*** Material provided Section Begins ***

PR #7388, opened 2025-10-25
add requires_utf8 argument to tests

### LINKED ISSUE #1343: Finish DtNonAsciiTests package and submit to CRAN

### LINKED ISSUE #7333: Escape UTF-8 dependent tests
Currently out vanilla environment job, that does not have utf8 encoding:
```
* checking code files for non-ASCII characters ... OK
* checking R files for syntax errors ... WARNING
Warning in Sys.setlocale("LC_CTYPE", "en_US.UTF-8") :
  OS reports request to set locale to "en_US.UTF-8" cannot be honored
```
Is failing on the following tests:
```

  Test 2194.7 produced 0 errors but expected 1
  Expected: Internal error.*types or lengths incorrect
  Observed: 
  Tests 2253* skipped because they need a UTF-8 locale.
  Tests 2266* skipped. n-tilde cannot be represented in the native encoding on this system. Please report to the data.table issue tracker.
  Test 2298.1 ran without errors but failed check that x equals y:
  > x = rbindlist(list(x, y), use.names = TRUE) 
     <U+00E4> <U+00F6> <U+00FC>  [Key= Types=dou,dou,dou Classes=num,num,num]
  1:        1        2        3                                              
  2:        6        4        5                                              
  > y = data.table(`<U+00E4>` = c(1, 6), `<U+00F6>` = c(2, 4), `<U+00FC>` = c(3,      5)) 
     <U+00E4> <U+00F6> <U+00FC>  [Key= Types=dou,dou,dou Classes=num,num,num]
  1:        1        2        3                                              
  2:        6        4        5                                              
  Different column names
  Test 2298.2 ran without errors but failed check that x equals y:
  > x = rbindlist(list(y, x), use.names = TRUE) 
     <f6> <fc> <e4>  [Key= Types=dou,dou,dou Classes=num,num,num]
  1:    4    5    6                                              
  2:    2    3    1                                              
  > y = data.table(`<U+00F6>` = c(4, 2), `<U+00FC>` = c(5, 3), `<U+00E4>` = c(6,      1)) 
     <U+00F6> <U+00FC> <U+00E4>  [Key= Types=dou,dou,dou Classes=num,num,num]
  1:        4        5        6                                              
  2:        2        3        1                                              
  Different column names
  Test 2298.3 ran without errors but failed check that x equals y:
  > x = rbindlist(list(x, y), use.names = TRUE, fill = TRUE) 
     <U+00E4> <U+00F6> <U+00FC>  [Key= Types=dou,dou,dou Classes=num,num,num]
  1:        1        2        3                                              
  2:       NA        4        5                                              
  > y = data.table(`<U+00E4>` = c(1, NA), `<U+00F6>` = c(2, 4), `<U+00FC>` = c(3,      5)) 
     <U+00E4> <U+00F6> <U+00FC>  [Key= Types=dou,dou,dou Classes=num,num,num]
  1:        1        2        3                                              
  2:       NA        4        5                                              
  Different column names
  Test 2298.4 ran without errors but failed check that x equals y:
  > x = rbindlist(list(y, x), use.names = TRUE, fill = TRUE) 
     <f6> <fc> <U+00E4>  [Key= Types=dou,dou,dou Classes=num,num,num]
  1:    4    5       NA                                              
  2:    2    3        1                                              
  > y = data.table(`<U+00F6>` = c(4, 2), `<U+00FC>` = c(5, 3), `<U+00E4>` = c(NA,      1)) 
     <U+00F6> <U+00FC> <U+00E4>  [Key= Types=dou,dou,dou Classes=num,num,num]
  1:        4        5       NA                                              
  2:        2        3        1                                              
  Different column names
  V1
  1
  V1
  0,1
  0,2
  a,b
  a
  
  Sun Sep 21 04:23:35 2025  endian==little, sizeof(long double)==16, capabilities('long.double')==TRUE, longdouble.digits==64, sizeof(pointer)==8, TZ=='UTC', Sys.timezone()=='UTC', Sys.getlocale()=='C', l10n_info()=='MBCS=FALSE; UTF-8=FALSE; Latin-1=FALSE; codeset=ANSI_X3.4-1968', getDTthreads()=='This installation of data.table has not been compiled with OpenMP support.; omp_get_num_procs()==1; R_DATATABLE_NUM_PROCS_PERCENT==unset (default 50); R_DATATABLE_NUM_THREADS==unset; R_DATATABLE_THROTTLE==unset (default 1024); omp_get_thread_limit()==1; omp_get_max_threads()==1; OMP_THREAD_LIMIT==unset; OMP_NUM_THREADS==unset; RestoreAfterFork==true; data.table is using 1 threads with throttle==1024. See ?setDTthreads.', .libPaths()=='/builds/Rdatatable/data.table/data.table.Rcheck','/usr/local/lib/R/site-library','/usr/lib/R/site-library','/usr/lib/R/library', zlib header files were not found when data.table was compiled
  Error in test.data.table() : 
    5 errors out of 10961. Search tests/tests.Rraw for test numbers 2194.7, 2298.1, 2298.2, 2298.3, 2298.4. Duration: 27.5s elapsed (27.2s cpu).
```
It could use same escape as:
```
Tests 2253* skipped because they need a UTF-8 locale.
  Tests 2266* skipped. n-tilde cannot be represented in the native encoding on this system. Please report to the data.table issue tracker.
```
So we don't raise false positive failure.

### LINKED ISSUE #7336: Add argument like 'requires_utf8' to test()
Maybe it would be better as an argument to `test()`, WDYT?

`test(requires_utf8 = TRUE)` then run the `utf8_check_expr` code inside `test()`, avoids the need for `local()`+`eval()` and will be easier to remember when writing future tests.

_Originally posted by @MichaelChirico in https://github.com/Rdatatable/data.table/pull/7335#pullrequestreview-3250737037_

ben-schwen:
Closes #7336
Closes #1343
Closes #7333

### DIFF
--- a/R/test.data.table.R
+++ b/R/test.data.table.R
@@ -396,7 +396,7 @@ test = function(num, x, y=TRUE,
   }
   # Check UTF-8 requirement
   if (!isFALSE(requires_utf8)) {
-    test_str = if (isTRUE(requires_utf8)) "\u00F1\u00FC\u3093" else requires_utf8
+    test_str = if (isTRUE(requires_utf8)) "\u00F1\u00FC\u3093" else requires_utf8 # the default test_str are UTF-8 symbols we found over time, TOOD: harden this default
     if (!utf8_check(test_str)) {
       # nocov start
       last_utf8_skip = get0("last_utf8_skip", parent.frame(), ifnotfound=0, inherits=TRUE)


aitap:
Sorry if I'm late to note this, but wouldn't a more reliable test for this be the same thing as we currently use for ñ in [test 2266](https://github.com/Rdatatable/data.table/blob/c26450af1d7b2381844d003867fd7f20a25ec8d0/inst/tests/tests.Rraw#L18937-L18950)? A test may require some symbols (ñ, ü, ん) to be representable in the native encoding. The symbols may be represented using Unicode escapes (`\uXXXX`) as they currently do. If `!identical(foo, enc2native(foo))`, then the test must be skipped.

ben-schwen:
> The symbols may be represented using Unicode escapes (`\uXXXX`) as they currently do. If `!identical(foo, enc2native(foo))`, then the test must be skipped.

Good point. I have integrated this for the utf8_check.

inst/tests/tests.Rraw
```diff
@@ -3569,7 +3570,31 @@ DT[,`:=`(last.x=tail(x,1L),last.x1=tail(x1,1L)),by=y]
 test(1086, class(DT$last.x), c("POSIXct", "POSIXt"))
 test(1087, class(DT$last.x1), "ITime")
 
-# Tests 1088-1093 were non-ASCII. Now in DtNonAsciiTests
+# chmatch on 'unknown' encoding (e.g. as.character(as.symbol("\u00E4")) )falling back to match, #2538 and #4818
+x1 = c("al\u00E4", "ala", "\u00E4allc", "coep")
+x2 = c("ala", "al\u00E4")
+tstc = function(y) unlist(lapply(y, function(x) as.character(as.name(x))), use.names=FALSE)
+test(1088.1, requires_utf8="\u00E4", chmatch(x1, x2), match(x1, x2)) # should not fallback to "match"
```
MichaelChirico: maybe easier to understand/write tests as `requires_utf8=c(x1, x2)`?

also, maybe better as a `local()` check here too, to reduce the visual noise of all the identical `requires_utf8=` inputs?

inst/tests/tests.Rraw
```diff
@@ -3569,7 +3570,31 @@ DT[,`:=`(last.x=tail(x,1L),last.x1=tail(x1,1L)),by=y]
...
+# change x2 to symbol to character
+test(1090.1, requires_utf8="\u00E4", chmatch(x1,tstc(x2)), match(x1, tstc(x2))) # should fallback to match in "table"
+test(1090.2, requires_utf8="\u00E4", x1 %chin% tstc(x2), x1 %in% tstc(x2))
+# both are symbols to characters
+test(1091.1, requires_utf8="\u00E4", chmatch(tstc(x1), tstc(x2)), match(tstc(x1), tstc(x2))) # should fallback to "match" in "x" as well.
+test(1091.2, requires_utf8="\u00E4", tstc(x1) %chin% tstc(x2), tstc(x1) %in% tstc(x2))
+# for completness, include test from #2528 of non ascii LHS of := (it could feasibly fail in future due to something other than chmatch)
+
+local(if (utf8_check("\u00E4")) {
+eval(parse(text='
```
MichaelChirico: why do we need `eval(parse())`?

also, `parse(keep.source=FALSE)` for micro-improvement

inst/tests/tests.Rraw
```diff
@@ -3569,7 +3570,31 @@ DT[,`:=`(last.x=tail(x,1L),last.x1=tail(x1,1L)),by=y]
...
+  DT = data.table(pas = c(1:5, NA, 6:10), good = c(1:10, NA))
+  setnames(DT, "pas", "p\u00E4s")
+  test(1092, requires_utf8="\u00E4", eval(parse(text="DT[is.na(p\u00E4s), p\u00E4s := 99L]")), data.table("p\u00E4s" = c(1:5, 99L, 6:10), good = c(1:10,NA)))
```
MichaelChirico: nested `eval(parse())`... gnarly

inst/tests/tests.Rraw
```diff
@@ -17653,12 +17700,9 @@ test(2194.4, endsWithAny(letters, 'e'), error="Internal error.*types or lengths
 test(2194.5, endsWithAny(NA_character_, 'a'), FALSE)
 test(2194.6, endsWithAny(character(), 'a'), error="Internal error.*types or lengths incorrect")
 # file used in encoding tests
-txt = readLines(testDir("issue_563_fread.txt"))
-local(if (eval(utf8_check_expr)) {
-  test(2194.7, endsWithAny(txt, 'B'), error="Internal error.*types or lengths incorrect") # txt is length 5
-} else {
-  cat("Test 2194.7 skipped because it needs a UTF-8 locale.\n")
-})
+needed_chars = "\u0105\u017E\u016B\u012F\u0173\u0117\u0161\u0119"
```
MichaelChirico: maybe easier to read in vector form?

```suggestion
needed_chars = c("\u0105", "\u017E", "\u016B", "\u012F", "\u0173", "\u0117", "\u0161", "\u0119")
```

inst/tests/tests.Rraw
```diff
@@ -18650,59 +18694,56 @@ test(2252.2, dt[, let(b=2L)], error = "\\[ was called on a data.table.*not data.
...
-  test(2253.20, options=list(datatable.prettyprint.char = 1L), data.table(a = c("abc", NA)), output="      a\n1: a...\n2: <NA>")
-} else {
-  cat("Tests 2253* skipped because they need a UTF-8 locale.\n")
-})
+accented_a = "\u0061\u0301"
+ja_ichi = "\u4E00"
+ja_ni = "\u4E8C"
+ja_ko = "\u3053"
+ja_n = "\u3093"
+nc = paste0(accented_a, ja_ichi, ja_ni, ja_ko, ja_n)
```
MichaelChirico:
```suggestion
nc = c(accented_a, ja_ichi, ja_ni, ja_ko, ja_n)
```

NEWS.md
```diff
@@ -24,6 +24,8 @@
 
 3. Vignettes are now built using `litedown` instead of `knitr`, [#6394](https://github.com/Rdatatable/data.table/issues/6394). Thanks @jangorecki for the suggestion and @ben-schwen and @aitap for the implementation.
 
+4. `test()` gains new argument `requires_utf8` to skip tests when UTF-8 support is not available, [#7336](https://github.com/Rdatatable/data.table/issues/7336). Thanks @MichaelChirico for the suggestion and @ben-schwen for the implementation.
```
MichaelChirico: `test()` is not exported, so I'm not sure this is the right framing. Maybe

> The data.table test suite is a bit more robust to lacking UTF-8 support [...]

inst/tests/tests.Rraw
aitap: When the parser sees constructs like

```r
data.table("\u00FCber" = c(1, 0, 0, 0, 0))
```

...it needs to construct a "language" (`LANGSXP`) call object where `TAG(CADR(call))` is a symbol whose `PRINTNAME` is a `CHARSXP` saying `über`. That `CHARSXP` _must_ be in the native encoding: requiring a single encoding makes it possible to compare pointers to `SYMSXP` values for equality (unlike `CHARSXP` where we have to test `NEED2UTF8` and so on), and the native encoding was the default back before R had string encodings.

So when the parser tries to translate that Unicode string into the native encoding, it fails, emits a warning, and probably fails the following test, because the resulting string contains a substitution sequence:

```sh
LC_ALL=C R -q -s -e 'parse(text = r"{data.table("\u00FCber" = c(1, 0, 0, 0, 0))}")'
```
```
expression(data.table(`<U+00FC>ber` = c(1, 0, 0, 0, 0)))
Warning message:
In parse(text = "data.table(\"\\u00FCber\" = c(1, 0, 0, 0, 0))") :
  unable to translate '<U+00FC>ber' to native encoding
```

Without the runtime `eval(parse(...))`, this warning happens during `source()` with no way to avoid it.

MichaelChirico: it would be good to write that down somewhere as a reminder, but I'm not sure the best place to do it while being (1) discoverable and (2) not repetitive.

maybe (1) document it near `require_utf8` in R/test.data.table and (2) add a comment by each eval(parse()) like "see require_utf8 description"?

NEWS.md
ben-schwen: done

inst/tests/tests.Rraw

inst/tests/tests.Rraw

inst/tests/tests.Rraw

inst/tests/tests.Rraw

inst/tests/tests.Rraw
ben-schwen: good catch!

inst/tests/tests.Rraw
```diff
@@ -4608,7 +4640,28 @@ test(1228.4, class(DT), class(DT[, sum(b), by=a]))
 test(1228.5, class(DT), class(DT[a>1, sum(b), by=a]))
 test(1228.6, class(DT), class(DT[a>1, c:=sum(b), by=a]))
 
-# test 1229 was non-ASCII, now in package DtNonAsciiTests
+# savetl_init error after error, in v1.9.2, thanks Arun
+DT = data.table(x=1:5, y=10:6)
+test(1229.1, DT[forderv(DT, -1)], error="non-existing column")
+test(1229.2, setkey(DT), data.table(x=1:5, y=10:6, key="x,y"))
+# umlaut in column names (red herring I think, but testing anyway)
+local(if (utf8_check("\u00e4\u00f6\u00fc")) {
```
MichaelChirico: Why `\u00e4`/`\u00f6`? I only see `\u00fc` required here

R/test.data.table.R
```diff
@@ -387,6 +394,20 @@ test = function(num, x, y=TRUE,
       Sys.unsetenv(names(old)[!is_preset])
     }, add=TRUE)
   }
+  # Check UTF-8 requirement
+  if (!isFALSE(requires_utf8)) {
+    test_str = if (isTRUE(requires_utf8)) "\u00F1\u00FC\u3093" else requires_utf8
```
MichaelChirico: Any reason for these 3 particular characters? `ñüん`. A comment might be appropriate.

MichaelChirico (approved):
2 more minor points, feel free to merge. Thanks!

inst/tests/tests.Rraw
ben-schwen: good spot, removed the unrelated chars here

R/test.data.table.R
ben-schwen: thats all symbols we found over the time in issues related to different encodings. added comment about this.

*** Material provided Section Ends ***

__Exercise__
Find how many lines in the entries above use the word "package". Write the number alone.

__Answer box__
2